Even when the 77+ has "dried" it still wipes off with a few passes of a clean rag. 
If someone working for me walked away without wiping down the exposed conductors after a pull using any type of lube, he would get a talking to.


----------



## macmikeman (Jan 23, 2007)

Anybody ever use powdered soapstone?


----------



## chknkatsu (Aug 3, 2008)

don_resqcapt19 said:


> Even when the 77+ has "dried" it still wipes off with a few passes of a clean rag.
> If someone working for me walked away without wiping down the exposed conductors after a pull using any type of lube, he would get a talking to.



usually we use the clear one and it dries withput needing any clean up. i was here for 20 minutes trying to clean off the Yellow 77 with water and dry towels. still leaves a residue.


Sent from my iPhone using Tapatalk


----------



## macmikeman (Jan 23, 2007)

chknkatsu said:


> this stuff is garbage. i used it thursday to pull some cables. i come back monday and its dried into a thick residue that i cant get off the wire. now im trying to label my wires and the damn labels dont even stick and its getting all over my hands. it says on it "leaves no residue" yea sure...
> 
> 
> Sent from my iPhone using Tapatalk



Tell you what, try a bottle of Gardner bender yellow colored pulling lube and you will instantly start praising Ideal yellow 77 , and........ you will have an opportunity to start another thread about which lube is truly the worthless one.......


----------



## joebanana (Dec 21, 2010)

Polywater is better. Just don't get it on the floor, unless you have elbow pads.


----------



## don_resqcapt19 (Jul 18, 2010)

chknkatsu said:


> usually we use the clear one and it dries withput needing any clean up. i was here for 20 minutes trying to clean off the Yellow 77 with water and dry towels. still leaves a residue.
> 
> 
> Sent from my iPhone using Tapatalk


All of the "clear" lubes I have used, required the conductors to be wiped down if you are using adhesive wire labels.

The 77 wipes right off if you do it when you finish the pull and and it sticks to the conductors better for long pulls than many of the other products.

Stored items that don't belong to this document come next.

PR #256, opened 2016-07-20
Fix #255 Lower MAXIMUM_URL_LENGTH

### LINKED ISSUE #255: SPARQLRepository SparqlSession should have a configurable MAXIMUM_URL_LENGTH
This is another issue that appears to have been lost since the migration to Eclipse.

I've pasted the text of the original text of the issue below.  The issue still appears present in both the RDF4j 1.0 and 2.0 branches.

I've just tried upgrading one of our applications from Sesame 2.7.16 to Sesame 2.9.0 and have run into a problem caused by the change SES-2039. Jeen rightly predicted that this change might break backward compatability for some, as it turns out that the Stardog store (at least versions 3.1.4 and 4.0.0-4.0.3) has a default URL limit of 4084 characters (4096 if you also include the prefix string "GET " and the suffix " HTTP 1.1" from the HTTP requests request line).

I do know that you can use it for conductors where numbers or other printing has been added to the conductors...for example "quck-pull" bundled conductors with numbers. The wax based Yellow 77 takes the numbers off.


----------



## MechanicalDVR (Dec 29, 2007)

I have seen the results of improvised lubes, like an oil residue soaked in thru the clear jacket leaving a black substance covering the rating on the conductor, lube that dried like glue making wire replacement a knuckle buster, and lubed that dripped out of a top side conduit and all over the nice GFI main breaker.


----------



## RePhase277 (Feb 5, 2008)

I used powdered soapstone when I pulled the mains from Niagara to the Union Carbide plant in the 1890s...

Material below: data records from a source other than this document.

PR #257, opened 2016-07-21
SPARQL endpoint url length threshold lowered and made configurable

jeenbroekstra:
This PR addresses GitHub issue: #255

- default value of url length threshold set to 4083
- threshold now configurable via system property 'rdf4j.sparql.url.maxlength'

- [ ] tests are included
- [x] all tests succeed

### DIFF
--- a/core/http/client/src/main/java/org/eclipse/rdf4j/http/client/SparqlSession.java
+++ b/core/http/client/src/main/java/org/eclipse/rdf4j/http/client/SparqlSession.java
@@ -120,10 +120,20 @@ public class SparqlSession implements HttpClientDependent {
 	protected static final Charset UTF8 = Charset.forName("UTF-8");
 
 	/**
-	 * The threshold for URL length, beyond which we use the POST method based on the lowest common
-	 * denominator for various web servers
+	 * The default threshold for URL length, beyond which we use the POST method. The default is based on the
+	 * lowest common denominator for various web servers.
 	 */
-	public static final int MAXIMUM_URL_LENGTH = 8192;
+	public static final int DEFAULT_MAXIMUM_URL_LENGTH = 4083;
+
+	/**
+	 * System property for configuration of URL length threshold: rdf4j.sparql.url.maxlength
+	 */
+	public static final String MAXIMUM_URL_LENGTH_PARAM = "rdf4j.sparql.url.maxlength";
+
+	/**
+	 * The default threshold for URL length, beyond which we use the POST method.
+	 */
+	private final int maximumUrlLength;
 
 	final Logger logger = LoggerFactory.getLogger(this.getClass());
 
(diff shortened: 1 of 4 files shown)


jeenbroekstra:
@RickMoynihan could use your feedback on this. Also added configuration option while I was at it.

core/http/client/src/main/java/org/eclipse/rdf4j/http/client/SparqlSession.java
```diff
@@ -172,6 +188,24 @@ public SparqlSession(HttpClient client, ExecutorService executor) {
...
+			catch (NumberFormatException e) {
+				throw new RDF4JException("integer value expected for property " + MAXIMUM_URL_LENGTH_PARAM,
+						e)
+				{
+
+					private static final long serialVersionUID = 1L;
+				};
+			}
+		}
+		this.maximumUrlLength = maximumUrlLength;
```
ansell: Could add a check that it is a non-negative value here, just for sanity interpreting it later

core/http/client/src/main/java/org/eclipse/rdf4j/http/client/SparqlSession.java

I haven't put 77+ on a wire since the clear stuff came out. I didn't even know that slop was still made.


----------



## macmikeman (Jan 23, 2007)

InPhase277 said:


> I used powdered soapstone when I pulled the mains from Niagara to the Union Carbide plant in the 1890s...
> 
> I haven't put 77+ on a wire since the clear stuff came out. I didn't even know that slop was still made.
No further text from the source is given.